◆ **Goal of the exercise**
How many lines of the listing below contain the word "matches"? Reply with that number alone.

◆ **Task data**
Issue #93, opened 2023-02-06
Missing common HTTP status codes


jclem:
I have noticed that there are common HTTP status codes that Bandit is not aware of. For example, the very common [422 Unprocessable Entity](https://developer.mozilla.org/en-US/docs/Web/HTTP/Status/422) returns "Unknown Status Code" from Bandit, but there are many others.

Is this a conscious choice, or would you accept a pull request adding some common, well-documented HTTP status codes?

At a minimum, I think it makes sense to add most of [these codes](https://developer.mozilla.org/en-US/docs/Web/HTTP/Status) from RFC 9110 and other places.

moogle19:
Couldn't we use `Plug.Conn.Status.reason_phrase/1` here and drop the `reason_for_status/1` completely?

jclem:
@moogle19's suggestion may be a better option than the PR we're discussing @mtrudel.

See the status codes as of Plug 1.14.0 [here](https://github.com/elixir-plug/plug/blob/d7940552e365e0d3245bb78ca99429ea5c324f7d/lib/plug/conn/status.ex#L8-L72) (although note that Plug, too, does include "418 I'm a teapot" 😆). It is identical to the list after my PR, but also includes "306 Switch Proxy" (my assumption is that Plug includes this now removed status code in this reserved space to handle servers talking to very old clients that need HTTP 306).

I'll open a separate PR so that we can compare them.

PR #94, opened 2023-02-06
Add some common HTTP status codes

jclem:
This adds a few common HTTP status codes, mostly from the WebDAV specification. Among them are very common status codes such as "422 Unprocessable Entity" and "429 Too Many Requests". My primary source was [this page from MDN](https://developer.mozilla.org/en-US/docs/Web/HTTP/Status). It also corrects the capitalization of "505 HTTP Version Not Supported" to match [RFC 9110](https://datatracker.ietf.org/doc/html/rfc9110#name-505-http-version-not-suppor).

Hopefully, none of the added codes are controversial—the list now also matches the [status code list in the Go language](https://github.com/golang/go/blob/bf8d142b4ebe9f84e75b20a87d292d2d6ec13fab/src/net/http/status.go#L9-L77).

Closes https://github.com/mtrudel/bandit/issues/93


lib/bandit/http1/adapter.ex
```diff
@@ -335,20 +335,26 @@ defmodule Bandit.HTTP1.Adapter do
   response_reasons = %{
     100 => "Continue",
     101 => "Switching Protocols",
+    102 => "Processing",
+    103 => "Early Hints",
```
mtrudel, line 339: Not in 9110

lib/bandit/http1/adapter.ex
```diff
@@ -335,20 +335,26 @@ defmodule Bandit.HTTP1.Adapter do
...
     200 => "OK",
     201 => "Created",
     202 => "Accepted",
     203 => "Non-Authoritative Information",
     204 => "No Content",
     205 => "Reset Content",
     206 => "Partial Content",
+    207 => "Multi-Status",
+    208 => "Already Reported",
+    226 => "IM Used",
```
mtrudel, line 349: Not in 9110

lib/bandit/http1/adapter.ex
```diff
@@ -367,12 +373,28 @@ defmodule Bandit.HTTP1.Adapter do
     415 => "Unsupported Media Type",
     416 => "Requested range not satisfiable",
     417 => "Expectation Failed",
+    418 => "I'm a teapot",
```
mtrudel, line 376: Not in 9110 (It IS cute though)

lib/bandit/http1/adapter.ex
```diff
@@ -367,12 +373,28 @@ defmodule Bandit.HTTP1.Adapter do
...
+    421 => "Misdirected Request",
+    422 => "Unprocessable Entity",
+    423 => "Locked",
+    424 => "Failed Dependency",
+    425 => "Too Early",
```
mtrudel, line 381: Not in 9110

lib/bandit/http1/adapter.ex
```diff
@@ -367,12 +373,28 @@ defmodule Bandit.HTTP1.Adapter do
...
+    426 => "Upgrade Required",
+    428 => "Precondition Required",
+    429 => "Too Many Requests",
+    431 => "Request Header Fields Too Large",
+    451 => "Unavailable For Legal Reasons",
```
mtrudel, line 386: Not in 9110

lib/bandit/http1/adapter.ex
```diff
@@ -367,12 +373,28 @@ defmodule Bandit.HTTP1.Adapter do
...
     502 => "Bad Gateway",
     503 => "Service Unavailable",
     504 => "Gateway Time-out",
-    505 => "HTTP Version not supported"
+    505 => "HTTP Version Not Supported",
+    506 => "Variant Also Negotiates",
+    507 => "Insufficient Storage",
+    508 => "Loop Detected",
+    510 => "Not Extended",
+    511 => "Network Authentication Required"
```
mtrudel, line 397: Not in 9110

mtrudel:
I can get behind (most of) this! A couple of things before committing to this, to make sure we're closing this off properly and comprehensively:

* I'll try and remember where I sourced this list from (I know I didn't write it myself, but rather adapted it nearly verbatim from another project). I certainly didn't omit any of these codes on purpose, so I'd like to try and remember where the original list came from
* I've always built Bandit based directly on relevant RFCs and not second-hand docs such as MDN (not that there's anything wrong with them, but being dogmatic about RFC compliance makes it easier to avoid unintentional cargo-culting IMO). As you say, RFC9110§15 is the authority here, and there are a number of codes in this PR which aren't in RFC9110. Even though they may be in use (either widely or not) I'd prefer to keep to the letter of the RFC.

mtrudel (changes requested):

jclem:
None of these are sourced second-hand, they're all from RFCs, including "418 I'm a teapot" which is from [RFC 2324](https://www.rfc-editor.org/rfc/rfc2324#section-2.3.2), which [may be reserved](https://lists.w3.org/Archives/Public/ietf-http-wg/2017JulSep/0332.html). I did not include it here for cuteness—just completeness. It is included in Go, Python, and many other language standard libraries.

The other status codes here are mostly from WebDAV. I considered including each RFC here and can do so if you wish. The related RFCs for each of these are all actually in that Go link.

lib/bandit/http1/adapter.ex
jclem: [RFC 6585](https://www.rfc-editor.org/rfc/rfc6585#section-6)

lib/bandit/http1/adapter.ex
jclem: [RFC 7725](https://datatracker.ietf.org/doc/html/rfc7725#section-3)

Proposed, but common.

lib/bandit/http1/adapter.ex
jclem: [RFC 8470](https://datatracker.ietf.org/doc/html/rfc8470#section-5.2)

lib/bandit/http1/adapter.ex
jclem: [RFC 2324](https://www.rfc-editor.org/rfc/rfc2324#section-2.3.2)

See many language stdlibs, including [Python](https://github.com/python/cpython/blob/7a253103d4c64fcca4c0939a584c2028d8da6829/Lib/http/__init__.py#L129-L130) (and Go, linked in the PR body).

lib/bandit/http1/adapter.ex
jclem: [RFC 3229](https://www.rfc-editor.org/rfc/rfc3229#section-10.4.1)

lib/bandit/http1/adapter.ex
jclem: [RFC 8297](https://httpwg.org/specs/rfc8297.html)

It would be odd to serve early hints from Bandit apps that serve HTML and not have this text included.

jclem:
See https://github.com/mtrudel/bandit/pull/96 for a potentially better alternative.

PR #96, opened 2023-02-07
Use Plug.Conn.Status.reason_phrase/1

### LINKED ISSUE #93: Missing common HTTP status codes

jclem:
As an alternative to [Add some common HTTP status codes #94](https://github.com/mtrudel/bandit/pull/94), this PR removes Bandit's logic for generating status text from HTTP status codes and replaces it with [`Plug.Conn.Status.reason_phrase/1`](https://github.com/elixir-plug/plug/blob/d7940552e365e0d3245bb78ca99429ea5c324f7d/lib/plug/conn/status.ex#L146-L174).

Thanks to @moogle19 for [suggesting this](https://github.com/mtrudel/bandit/issues/93#issuecomment-1420385066).

The [status code list from Plug](https://github.com/elixir-plug/plug/blob/d7940552e365e0d3245bb78ca99429ea5c324f7d/lib/plug/conn/status.ex#L8-L72) matches the existing Bandit list, plus what was added in #94, plus HTTP 306 Switch Proxy, a deprecated status code in reserved space that some servers may return when presumably communicating with very old clients.

Currently, this PR is a breaking change to Bandit, because Plug's default behavior is to [raise when an unknown status code is encountered](https://github.com/elixir-plug/plug/blob/d7940552e365e0d3245bb78ca99429ea5c324f7d/lib/plug/conn/status.ex#L153-L174). However, non-standard HTTP status codes can still be registered via configuration: `config :plug, :statuses, %{998 => "Not An RFC Status Code"}`.

Overall, I think this is an improvement to Bandit and favorable over #94:

- Removes a divergence between Bandit and Plug.
- Provides an escape hatch for non-standard HTTP status codes.
- Removes the burden on Bandit maintainers of having to decide which status codes to include.

If we wanted to land this change in a non-breaking manner (assuming that the change from "Unknown Status Code" to the newly included status texts is not breaking), we could instead apply this patch to this PR and land the breaking version later:

```patch
diff --git c/lib/bandit/http1/adapter.ex w/lib/bandit/http1/adapter.ex
index 1ea4525..3f1ba2c 100644
--- c/lib/bandit/http1/adapter.ex
+++ w/lib/bandit/http1/adapter.ex
@@ -1,6 +1,8 @@
 defmodule Bandit.HTTP1.Adapter do
   @moduledoc false
 
+  require Logger
+
   @type state :: :new | :headers_read | :no_body | :body_read | :sent | :chunking_out
 
   @behaviour Plug.Conn.Adapter
@@ -302,7 +304,7 @@ defmodule Bandit.HTTP1.Adapter do
       " ",
       to_string(status),
       " ",
-      Plug.Conn.Status.reason_phrase(status),
+      reason_phrase(status),
       "\r\n",
       Enum.map(headers, fn {k, v} -> [k, ": ", v, "\r\n"] end),
       "\r\n"
@@ -331,4 +333,15 @@ defmodule Bandit.HTTP1.Adapter do
   def get_http_protocol(%__MODULE__{version: version}), do: version
 
   def keepalive?(%__MODULE__{keepalive: keepalive}), do: keepalive
+
+  defp reason_phrase(status) do
+    Plug.Conn.Status.reason_phrase(status)
+  rescue
+    e in ArgumentError ->
+      # Raising ArgumentError would be breaking, so we rescue until the next
+      # major version. Log the error as a debug message so users are notified
+      # they can provide configuration for non-standard codes.
+      Logger.debug(e.message)
+      "Unknown Status Code"
+  end
 end
```

Closes #93

### DIFF
--- a/lib/bandit/http1/adapter.ex
+++ b/lib/bandit/http1/adapter.ex
@@ -302,7 +302,7 @@ defmodule Bandit.HTTP1.Adapter do
       " ",
       to_string(status),
       " ",
-      reason_for_status(status),
+      Plug.Conn.Status.reason_phrase(status),
       "\r\n",
       Enum.map(headers, fn {k, v} -> [k, ": ", v, "\r\n"] end),
       "\r\n"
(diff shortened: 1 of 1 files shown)


mtrudel:
Yeah I love this approach (and honestly, I'm vexed as to why I didn't go this route originally; I certainly knew about this). Great thinking @moogle19 !

I'm fine with the breaking change coming in now - we don't have test coverage one way or the other & it's a pretty tight corner case regardless (heck, even teapots won't cause it! :)

Are y'all OK with this as it stands now? I am...

jclem:
Since Bandit is still pre-1.0, it seems fair to introduce this as a breaking change. I'd feel differently if 1.0 had been published.

I'm 👍 landing this as-is.

mtrudel:
> Since Bandit is still pre-1.0, it seems fair to introduce this as a breaking change. I'd feel differently if 1.0 had been published.

Yup.

> I'm 👍 landing this as-is.

Merging!

mtrudel:
Thanks for the PR!

PR #97, opened 2023-02-17
Fix host header consumption for ipv6 hostnames

derekkraan:
Good morning!

Last time I found something, I missed my chance to get a PR in, so I'm hoping to rectify that this time ;)

I was seeing errors when accessing my local server using its IPv6 address as hostname (some HTTP clients unfortunately convert localhost to `[::1]` automatically). So I did some digging and discovered that bandit just didn't cover this case at all.

I think this PR should just about cover it. Let me know if you'd prefer to see something changed in here.

Also I have to say, the more I read the code the more impressed I am with bandit / thousand island. It isn't a trivial task to make code that is this clear, let alone an http server implementation. I was able to find and fix this (including puzzling over how to make the actual function body not look insane) in about 40 minutes.

### DIFF
--- a/lib/bandit/headers.ex
+++ b/lib/bandit/headers.ex
@@ -11,6 +11,22 @@ defmodule Bandit.Headers do
     end
   end
 
+  # covers ipv6 addresses, which look like this: `[::1]:4000` as defined in RFC2732
+  def parse_hostlike_header("[" <> _ = host_header) do
+    host_header
+    |> :binary.split("]:")
+    |> case do
+      [host, port] ->
+        case Integer.parse(port) do
+          {port, ""} when port > 0 -> {:ok, host <> "]", port}
+          _ -> {:error, "Header contains invalid port"}
+        end
+
+      [host] ->
+        {:ok, host, nil}
+    end
+  end
+
   def parse_hostlike_header(host_header) do
     host_header
     |> :binary.split(":")
--- a/test/bandit/http1/request_test.exs
+++ b/test/bandit/http1/request_test.exs
@@ -186,6 +186,7 @@ defmodule HTTP1RequestTest do
       assert Jason.decode!(body)["host"] == "banana"
     end
 
+    @tag :skip
     test "derives ipv6 host from the URI, even if it differs from host header", context do
       client = SimpleHTTP1Client.tcp_client(context)
 
--- a/test/bandit/http1/request_test.exs
+++ b/test/bandit/http1/request_test.exs
@@ -61,6 +61,17 @@ defmodule HTTP1RequestTest do
       assert Jason.decode!(body)["port"] == 1234
     end
 
+    test "derives host from host header with ipv6 host", context do
+      client = SimpleHTTP1Client.tcp_client(context)
+
+      SimpleHTTP1Client.send(client, "GET", "/echo_components", [
+        "host: [FEDC:BA98:7654:3210:FEDC:BA98:7654:3210]"
+      ])
+
+      assert {:ok, "200 OK", _headers, body} = SimpleHTTP1Client.recv_reply(client)
+      assert Jason.decode!(body)["host"] == "[FEDC:BA98:7654:3210:FEDC:BA98:7654:3210]"
+    end
+
     test "derives host and port from host header with ipv6 host", context do
       client = SimpleHTTP1Client.tcp_client(context)
       SimpleHTTP1Client.send(client, "GET", "/echo_components", ["host: [::1]:1234"])
@@ -173,6 +184,20 @@ defmodule HTTP1RequestTest do
       SimpleHTTP1Client.send(client, "GET", "http://banana/echo_components", ["host: orange"])
       assert {:ok, "200 OK", _headers, body} = SimpleHTTP1Client.recv_reply(client)
       assert Jason.decode!(body)["host"] == "banana"
+    end
+
+    test "derives ipv6 host from the URI, even if it differs from host header", context do
+      client = SimpleHTTP1Client.tcp_client(context)
+
+      SimpleHTTP1Client.send(
+        client,
+        "GET",
+        "http://[FEDC:BA98:7654:3210:FEDC:BA98:7654:3210]/echo_components",
+        ["host: orange"]
+      )
+
+      assert {:ok, "200 OK", _headers, body} = SimpleHTTP1Client.recv_reply(client)
+      assert Jason.decode!(body)["host"] == "[FEDC:BA98:7654:3210:FEDC:BA98:7654:3210]"
     end
 
     @tag capture_log: true
--- a/test/bandit/http1/request_test.exs
+++ b/test/bandit/http1/request_test.exs
@@ -61,6 +61,14 @@ defmodule HTTP1RequestTest do
       assert Jason.decode!(body)["port"] == 1234
     end
 
+    test "derives host and port from host header with ipv6 host", context do
+      client = SimpleHTTP1Client.tcp_client(context)
+      SimpleHTTP1Client.send(client, "GET", "/echo_components", ["host: [::1]:1234"])
+      assert {:ok, "200 OK", _headers, body} = SimpleHTTP1Client.recv_reply(client)
+      assert Jason.decode!(body)["host"] == "[::1]"
+      assert Jason.decode!(body)["port"] == 1234
+    end
+
     @tag capture_log: true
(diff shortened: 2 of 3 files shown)


lib/bandit/headers.ex
```diff
@@ -11,6 +11,22 @@ defmodule Bandit.Headers do
...
+    |> :binary.split("]:")
+    |> case do
+      [host] ->
+        {:ok, host, nil}
+
+      [host, port] ->
+        case Integer.parse(port) do
+          {port, ""} when port > 0 -> {:ok, host <> "]", port}
+          _ -> {:error, "Header contains invalid port"}
+        end
```
mtrudel, line 26: Suggest to reorder these clauses so they match those in the clause just below:

```suggestion
      [host, port] ->
        case Integer.parse(port) do
          {port, ""} when port > 0 -> {:ok, host <> "]", port}
          _ -> {:error, "Header contains invalid port"}
        end
        
      [host] ->
        {:ok, host, nil}        
```

lib/bandit/headers.ex
```diff
@@ -11,6 +11,22 @@ defmodule Bandit.Headers do
     end
   end
 
+  # covers ipv6 addresses, which look like this: `[::1]:4000`
```
mtrudel, line 14:
```suggestion
  # covers ipv6 addresses, which look like this: `[::1]:4000` as defined in RFC2732
```

mtrudel (changes requested):
A couple of stylistic / doc changes suggested. Also please see the top-level comment on the PR regarding complete coverage of the cases in RFC2732

mtrudel:
Interesting! This is definitely a thing we should support (and to be honest, isn't something I'd thought about before). I've left a couple of small style suggestions in a review, but there are two slightly larger issues we should tie up here as well.

* This should ideally provide complete coverage of all RFC 2732 cases. It doesn't look like this version would cover the case where the Host field is just an IPv6 with no trailing port (ie: `Host: [123:456::1]`). We should cover that case as well (it's a pretty easy change I think)

* `parse_hostlike_header` is also called when parsing an absolute request line. We should cover those cases in tests as well. See the tests in the https://github.com/mtrudel/bandit/blob/main/test/bandit/http1/request_test.exs#L148 stanza for some examples. Note that I don't think there's any code changes required here; I just think we should get those cases under test as well

derekkraan:
I've made those changes you requested and force pushed.

Re your top-level comments:
- I believe it should cover the case when there is no trailing port number, that should match `[host] = :binary.split("]:")` if I'm correct. What I did notice, because I did run the test without the port suffix (ie just with `host: [::1]`), is that bandit seems to return a random port number in this case. I'm not sure at all what's going on here to be honest, it's not coming from this part of the code.
- I can add the two cases (ipv6 with and without port) to this section of the tests as well.

derekkraan:
Turns out there _are_ code changes required to support ipv6 IPs in the URI.

derekkraan:
It looks like `:erlang.decode_packet/3` isn't able to handle the IPv6 address in the URI.

derekkraan:
I pushed another change so you can see what I'm talking about.

mtrudel:
It's pretty clear to me that the same syntax should. be supported in request lines (RFC9112§3.1.2 references RFC3986§4.3. RFC3986 obsoletes RFC2732 but includes the same bracket-delimited clause). This looks squarely like a bug in decode_packet. I'd say we add the relevant tests even if they fail and mark them with `@tag :skip` until / if they're fixed upstream.

derekkraan:
Sounds like a plan. I'll take another look at this on Monday when I have a clear head again. Have a good weekend!

derekkraan:
For the paper trail: https://github.com/erlang/otp/blob/master/erts/emulator/beam/packet_parser.c#L556-L586 appears to be in close proximity to the location where erlang is saying "this part of URL goes until the `:`".

mtrudel:
Looks great! I'll just do a quick copy of those tests over to HTTP/2 for parity and this is good to go!

Thanks for the PR!

mtrudel:
I've got a couple of changes that I can't seem to push up to GitHub (I suspect you probably have your permissions locked down or possibly forgot to allow maintainer edits when creating this PR). Could you please apply the following on this branch?

```diff
diff --git a/test/bandit/http1/request_test.exs b/test/bandit/http1/request_test.exs
index a23092b..3ec677f 100644
--- a/test/bandit/http1/request_test.exs
+++ b/test/bandit/http1/request_test.exs
@@ -186,6 +186,7 @@ defmodule HTTP1RequestTest do
       assert Jason.decode!(body)["host"] == "banana"
     end
 
+    # Skip this test since there is a bug in :erlang.decode_packet. See https://github.com/mtrudel/bandit/pull/97
     @tag :skip
     test "derives ipv6 host from the URI, even if it differs from host header", context do
       client = SimpleHTTP1Client.tcp_client(context)
diff --git a/test/bandit/http2/protocol_test.exs b/test/bandit/http2/protocol_test.exs
index 024f824..8c7b257 100644
--- a/test/bandit/http2/protocol_test.exs
+++ b/test/bandit/http2/protocol_test.exs
@@ -1449,6 +1449,41 @@ defmodule HTTP2ProtocolTest do
       assert Jason.decode!(body)["port"] == 1234
     end
 
+    test "derives host from host header with ipv6 host", context do
+      socket = SimpleH2Client.setup_connection(context)
+
+      headers = [
+        {":method", "GET"},
+        {":path", "/echo_components"},
+        {":scheme", "https"},
+        {"host", "[FEDC:BA98:7654:3210:FEDC:BA98:7654:3210]"}
+      ]
+
+      SimpleH2Client.send_headers(socket, 1, true, headers)
+
+      assert SimpleH2Client.successful_response?(socket, 1, false)
+      {:ok, 1, true, body} = SimpleH2Client.recv_body(socket)
+      assert Jason.decode!(body)["host"] == "[FEDC:BA98:7654:3210:FEDC:BA98:7654:3210]"
+    end
+
+    test "derives host and port from host header with ipv6 host", context do
+      socket = SimpleH2Client.setup_connection(context)
+
+      headers = [
+        {":method", "GET"},
+        {":path", "/echo_components"},
+        {":scheme", "https"},
+        {"host", "[::1]:1234"}
+      ]
+
+      SimpleH2Client.send_headers(socket, 1, true, headers)
+
+      assert SimpleH2Client.successful_response?(socket, 1, false)
+      {:ok, 1, true, body} = SimpleH2Client.recv_body(socket)
+      assert Jason.decode!(body)["host"] == "[::1]"
+      assert Jason.decode!(body)["port"] == 1234
+    end
+
     @tag capture_log: true
     test "resets stream if port cannot be parsed from host header", context do
       socket = SimpleH2Client.setup_connection(context)
@@ -1661,6 +1696,24 @@ defmodule HTTP2ProtocolTest do
       assert Jason.decode!(body)["host"] == "banana"
     end
 
+    test "derives ipv6 host from the URI, even if it differs from host header", context do
+      socket = SimpleH2Client.setup_connection(context)
+
+      headers = [
+        {":method", "GET"},
+        {":path", "/echo_components"},
+        {":scheme", "https"},
+        {":authority", "[FEDC:BA98:7654:3210:FEDC:BA98:7654:3210]:#{context.port}"},
+        {"host", "orange"}
+      ]
+
+      SimpleH2Client.send_headers(socket, 1, true, headers)
+
+      assert SimpleH2Client.successful_response?(socket, 1, false)
+      {:ok, 1, true, body} = SimpleH2Client.recv_body(socket)
+      assert Jason.decode!(body)["host"] == "[FEDC:BA98:7654:3210:FEDC:BA98:7654:3210]"
+    end
+
     test "derives port from host header, even if it differs from host header", context do
       socket = SimpleH2Client.setup_connection(context)
 
```

mtrudel (approved):

derekkraan:
@mtrudel I made those changes you asked for.

Not sure why it didn't allow you to push changes, "Allow edits by maintainers" is checked. Maybe because I did the lazy thing and just pushed my commits to the `main` branch in my fork?

derekkraan:
Put in a PR to fix this in erlang. https://github.com/erlang/otp/pull/6900

mtrudel:
This looks great!

derekkraan:
Included in OTP 26: https://erlang.org/download/OTP-26.0.README (search for `OTP-18540`)

mtrudel:
Added a note to un-skip the relevant test once we're OTP26+ (not that that'll be anytime soon!)

Thanks for the update!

◆ **Solution**
2